### SOURCE DATA
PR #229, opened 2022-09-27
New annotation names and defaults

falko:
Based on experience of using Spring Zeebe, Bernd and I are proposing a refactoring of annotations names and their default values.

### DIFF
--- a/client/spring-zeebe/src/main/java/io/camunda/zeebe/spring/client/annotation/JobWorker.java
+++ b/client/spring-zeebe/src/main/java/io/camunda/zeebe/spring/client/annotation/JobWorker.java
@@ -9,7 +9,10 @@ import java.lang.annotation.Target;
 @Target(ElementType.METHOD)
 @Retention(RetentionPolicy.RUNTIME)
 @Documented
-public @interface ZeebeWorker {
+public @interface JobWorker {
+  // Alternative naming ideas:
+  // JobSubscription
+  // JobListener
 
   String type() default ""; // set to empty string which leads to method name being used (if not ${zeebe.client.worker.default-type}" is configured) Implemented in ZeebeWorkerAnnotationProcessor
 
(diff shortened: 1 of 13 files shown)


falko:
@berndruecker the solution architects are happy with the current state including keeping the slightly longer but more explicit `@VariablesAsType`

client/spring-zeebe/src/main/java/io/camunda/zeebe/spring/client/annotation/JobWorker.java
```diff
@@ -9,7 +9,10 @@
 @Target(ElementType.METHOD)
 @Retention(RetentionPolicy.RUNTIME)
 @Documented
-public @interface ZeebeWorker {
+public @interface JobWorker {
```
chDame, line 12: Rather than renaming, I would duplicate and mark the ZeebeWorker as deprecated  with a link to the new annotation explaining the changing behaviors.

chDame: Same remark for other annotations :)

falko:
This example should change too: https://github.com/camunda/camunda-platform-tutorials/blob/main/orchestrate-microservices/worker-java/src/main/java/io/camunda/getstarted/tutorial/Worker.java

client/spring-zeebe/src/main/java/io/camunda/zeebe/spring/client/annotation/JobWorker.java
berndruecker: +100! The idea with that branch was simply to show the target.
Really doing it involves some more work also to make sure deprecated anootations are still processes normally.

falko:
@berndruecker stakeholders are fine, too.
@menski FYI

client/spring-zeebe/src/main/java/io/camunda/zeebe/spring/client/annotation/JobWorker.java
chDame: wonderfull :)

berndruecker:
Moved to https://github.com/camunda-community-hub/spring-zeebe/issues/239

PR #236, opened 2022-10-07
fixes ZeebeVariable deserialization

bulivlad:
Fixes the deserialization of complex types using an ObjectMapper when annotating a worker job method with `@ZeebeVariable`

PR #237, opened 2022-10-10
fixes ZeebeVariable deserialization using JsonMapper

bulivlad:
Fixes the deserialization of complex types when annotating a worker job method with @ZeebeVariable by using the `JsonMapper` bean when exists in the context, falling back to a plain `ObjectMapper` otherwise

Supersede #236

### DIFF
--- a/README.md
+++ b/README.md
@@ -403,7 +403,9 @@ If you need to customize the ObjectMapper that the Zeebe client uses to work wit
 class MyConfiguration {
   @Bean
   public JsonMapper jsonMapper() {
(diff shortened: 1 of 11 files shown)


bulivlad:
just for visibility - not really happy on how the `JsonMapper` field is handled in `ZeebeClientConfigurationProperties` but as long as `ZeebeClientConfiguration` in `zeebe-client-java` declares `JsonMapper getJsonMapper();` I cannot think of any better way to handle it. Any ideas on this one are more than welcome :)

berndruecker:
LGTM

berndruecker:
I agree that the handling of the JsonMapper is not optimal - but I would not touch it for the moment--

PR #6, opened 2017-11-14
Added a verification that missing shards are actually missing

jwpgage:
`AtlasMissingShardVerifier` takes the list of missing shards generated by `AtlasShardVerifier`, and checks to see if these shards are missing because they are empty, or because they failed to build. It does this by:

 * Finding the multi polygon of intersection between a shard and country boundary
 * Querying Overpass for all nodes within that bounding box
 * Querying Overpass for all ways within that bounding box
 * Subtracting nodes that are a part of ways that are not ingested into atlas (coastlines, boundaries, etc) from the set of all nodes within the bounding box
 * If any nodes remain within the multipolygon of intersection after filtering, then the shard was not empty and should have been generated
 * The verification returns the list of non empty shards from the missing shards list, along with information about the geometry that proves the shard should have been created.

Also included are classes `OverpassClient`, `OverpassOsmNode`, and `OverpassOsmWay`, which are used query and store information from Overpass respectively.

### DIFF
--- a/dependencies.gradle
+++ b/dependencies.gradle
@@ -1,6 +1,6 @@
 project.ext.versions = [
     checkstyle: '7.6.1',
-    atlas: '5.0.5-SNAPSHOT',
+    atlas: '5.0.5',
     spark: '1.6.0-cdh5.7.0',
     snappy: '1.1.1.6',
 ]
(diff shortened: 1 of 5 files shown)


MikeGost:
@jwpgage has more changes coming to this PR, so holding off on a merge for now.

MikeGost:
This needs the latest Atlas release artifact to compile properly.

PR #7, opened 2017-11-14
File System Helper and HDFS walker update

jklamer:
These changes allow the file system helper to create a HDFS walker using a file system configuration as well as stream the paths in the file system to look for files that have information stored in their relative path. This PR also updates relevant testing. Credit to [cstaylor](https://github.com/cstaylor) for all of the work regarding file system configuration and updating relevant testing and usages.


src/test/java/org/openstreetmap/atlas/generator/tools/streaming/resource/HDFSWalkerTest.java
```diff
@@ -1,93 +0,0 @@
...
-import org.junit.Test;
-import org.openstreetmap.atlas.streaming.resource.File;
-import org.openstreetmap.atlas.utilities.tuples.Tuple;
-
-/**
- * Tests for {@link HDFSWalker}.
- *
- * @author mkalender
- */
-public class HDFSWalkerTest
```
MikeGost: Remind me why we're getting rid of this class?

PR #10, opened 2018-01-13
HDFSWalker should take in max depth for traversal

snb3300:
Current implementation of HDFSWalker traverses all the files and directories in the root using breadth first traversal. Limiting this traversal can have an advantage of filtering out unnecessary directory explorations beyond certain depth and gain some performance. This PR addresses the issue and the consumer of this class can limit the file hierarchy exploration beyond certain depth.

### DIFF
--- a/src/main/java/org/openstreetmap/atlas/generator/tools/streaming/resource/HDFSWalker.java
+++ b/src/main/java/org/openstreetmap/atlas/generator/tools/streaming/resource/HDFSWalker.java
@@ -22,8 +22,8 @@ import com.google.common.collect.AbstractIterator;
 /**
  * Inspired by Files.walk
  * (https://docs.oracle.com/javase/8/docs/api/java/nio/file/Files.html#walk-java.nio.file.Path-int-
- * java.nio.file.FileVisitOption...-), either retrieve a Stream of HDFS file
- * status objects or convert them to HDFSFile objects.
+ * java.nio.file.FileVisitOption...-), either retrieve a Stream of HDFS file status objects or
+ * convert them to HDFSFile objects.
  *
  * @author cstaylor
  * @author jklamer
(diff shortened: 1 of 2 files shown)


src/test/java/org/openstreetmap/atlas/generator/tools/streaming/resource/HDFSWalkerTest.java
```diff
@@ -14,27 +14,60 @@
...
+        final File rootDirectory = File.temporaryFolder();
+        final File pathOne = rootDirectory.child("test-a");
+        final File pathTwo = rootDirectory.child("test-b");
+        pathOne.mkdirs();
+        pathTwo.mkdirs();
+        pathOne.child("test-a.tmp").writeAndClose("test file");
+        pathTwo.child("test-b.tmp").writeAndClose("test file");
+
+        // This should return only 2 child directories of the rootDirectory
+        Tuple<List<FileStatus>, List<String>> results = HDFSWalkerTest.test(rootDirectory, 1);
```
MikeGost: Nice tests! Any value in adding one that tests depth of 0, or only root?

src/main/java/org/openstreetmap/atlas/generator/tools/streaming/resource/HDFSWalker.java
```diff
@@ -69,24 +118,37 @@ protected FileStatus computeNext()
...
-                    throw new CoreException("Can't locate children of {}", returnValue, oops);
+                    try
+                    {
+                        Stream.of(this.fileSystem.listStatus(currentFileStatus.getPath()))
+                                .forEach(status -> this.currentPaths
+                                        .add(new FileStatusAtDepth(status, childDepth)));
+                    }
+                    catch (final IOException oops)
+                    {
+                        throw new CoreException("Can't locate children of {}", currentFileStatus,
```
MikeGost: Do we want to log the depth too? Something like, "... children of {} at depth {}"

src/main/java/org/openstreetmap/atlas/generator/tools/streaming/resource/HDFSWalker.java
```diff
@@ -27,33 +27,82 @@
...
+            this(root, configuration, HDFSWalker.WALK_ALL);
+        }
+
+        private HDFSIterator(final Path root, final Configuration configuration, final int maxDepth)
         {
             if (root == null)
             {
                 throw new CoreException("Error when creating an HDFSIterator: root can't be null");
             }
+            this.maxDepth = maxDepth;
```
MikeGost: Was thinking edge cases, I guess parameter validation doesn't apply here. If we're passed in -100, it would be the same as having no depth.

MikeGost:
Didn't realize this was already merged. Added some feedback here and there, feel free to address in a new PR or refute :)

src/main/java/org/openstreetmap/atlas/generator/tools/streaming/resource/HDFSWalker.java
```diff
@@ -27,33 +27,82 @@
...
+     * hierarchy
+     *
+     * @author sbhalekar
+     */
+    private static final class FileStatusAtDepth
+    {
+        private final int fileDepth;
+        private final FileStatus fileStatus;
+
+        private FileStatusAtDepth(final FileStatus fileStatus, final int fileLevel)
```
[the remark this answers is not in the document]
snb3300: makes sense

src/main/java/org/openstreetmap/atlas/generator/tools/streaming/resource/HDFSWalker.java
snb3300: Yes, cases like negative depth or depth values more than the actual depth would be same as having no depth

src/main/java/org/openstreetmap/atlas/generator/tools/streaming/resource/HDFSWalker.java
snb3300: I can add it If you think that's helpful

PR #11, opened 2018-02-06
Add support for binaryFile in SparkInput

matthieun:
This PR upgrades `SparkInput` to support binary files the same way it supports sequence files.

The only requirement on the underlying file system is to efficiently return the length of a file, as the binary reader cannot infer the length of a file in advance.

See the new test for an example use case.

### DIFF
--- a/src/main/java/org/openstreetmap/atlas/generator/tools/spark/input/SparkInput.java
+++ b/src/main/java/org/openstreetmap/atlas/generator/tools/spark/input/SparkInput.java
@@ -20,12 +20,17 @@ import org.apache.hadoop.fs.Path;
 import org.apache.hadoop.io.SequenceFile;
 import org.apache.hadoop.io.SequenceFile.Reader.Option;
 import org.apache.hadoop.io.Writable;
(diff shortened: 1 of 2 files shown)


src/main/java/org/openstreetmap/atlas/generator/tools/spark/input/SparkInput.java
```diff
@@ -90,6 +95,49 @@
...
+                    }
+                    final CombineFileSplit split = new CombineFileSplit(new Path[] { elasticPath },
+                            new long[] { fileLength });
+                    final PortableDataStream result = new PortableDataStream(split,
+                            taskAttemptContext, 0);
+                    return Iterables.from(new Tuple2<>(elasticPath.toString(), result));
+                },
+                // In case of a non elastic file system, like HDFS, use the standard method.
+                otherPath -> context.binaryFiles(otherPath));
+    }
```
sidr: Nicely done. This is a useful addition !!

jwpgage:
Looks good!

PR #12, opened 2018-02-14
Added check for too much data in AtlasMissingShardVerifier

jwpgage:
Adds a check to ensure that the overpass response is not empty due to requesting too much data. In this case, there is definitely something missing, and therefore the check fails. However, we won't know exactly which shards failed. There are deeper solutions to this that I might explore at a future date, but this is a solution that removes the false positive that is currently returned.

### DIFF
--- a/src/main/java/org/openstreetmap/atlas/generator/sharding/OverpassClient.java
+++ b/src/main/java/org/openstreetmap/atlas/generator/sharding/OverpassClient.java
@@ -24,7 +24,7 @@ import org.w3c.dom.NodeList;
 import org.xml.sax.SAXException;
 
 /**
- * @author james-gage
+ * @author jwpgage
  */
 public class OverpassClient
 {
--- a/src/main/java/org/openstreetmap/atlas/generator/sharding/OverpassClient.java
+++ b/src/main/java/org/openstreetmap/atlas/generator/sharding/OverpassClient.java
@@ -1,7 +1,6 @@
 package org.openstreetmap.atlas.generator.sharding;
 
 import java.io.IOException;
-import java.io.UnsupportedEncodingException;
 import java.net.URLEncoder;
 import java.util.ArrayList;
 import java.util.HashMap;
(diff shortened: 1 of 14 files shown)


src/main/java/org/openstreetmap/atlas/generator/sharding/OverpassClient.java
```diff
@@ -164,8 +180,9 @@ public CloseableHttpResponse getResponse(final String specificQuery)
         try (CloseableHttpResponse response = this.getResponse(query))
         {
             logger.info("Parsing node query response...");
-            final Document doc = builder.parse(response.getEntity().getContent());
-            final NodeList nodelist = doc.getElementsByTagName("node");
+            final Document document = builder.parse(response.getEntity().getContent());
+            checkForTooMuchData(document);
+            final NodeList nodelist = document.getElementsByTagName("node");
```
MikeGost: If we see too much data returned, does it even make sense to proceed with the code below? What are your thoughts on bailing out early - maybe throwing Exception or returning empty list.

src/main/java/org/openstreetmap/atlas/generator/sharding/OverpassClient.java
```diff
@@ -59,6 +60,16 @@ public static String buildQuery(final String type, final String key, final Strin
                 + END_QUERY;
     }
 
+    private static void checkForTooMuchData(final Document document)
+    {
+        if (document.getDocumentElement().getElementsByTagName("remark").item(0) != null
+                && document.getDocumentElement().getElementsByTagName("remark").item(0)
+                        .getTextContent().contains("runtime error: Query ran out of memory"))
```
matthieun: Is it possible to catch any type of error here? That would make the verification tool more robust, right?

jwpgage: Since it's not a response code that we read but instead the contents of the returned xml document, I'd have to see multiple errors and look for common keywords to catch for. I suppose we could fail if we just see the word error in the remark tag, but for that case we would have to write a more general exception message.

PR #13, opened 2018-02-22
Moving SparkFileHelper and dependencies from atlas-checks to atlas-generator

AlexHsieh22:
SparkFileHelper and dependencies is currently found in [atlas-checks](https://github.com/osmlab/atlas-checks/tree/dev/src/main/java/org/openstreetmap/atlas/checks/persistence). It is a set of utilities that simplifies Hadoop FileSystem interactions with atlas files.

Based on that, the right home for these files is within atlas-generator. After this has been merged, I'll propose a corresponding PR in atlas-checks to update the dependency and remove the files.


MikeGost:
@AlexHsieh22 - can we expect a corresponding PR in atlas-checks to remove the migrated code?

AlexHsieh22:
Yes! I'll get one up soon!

### ACTION ITEM
Could you reproduce, exactly, every line above from the line with "fixes ZeebeVariable deserialization using" to the line with "(diff shortened: 1 of 11 files shown)", and no other line? Both ends count.

### SOLUTION TO THIS EXERCISE
fixes ZeebeVariable deserialization using JsonMapper

bulivlad:
Fixes the deserialization of complex types when annotating a worker job method with @ZeebeVariable by using the `JsonMapper` bean when exists in the context, falling back to a plain `ObjectMapper` otherwise

Supersede #236

### DIFF
--- a/README.md
+++ b/README.md
@@ -403,7 +403,9 @@ If you need to customize the ObjectMapper that the Zeebe client uses to work wit
 class MyConfiguration {
   @Bean
   public JsonMapper jsonMapper() {
(diff shortened: 1 of 11 files shown)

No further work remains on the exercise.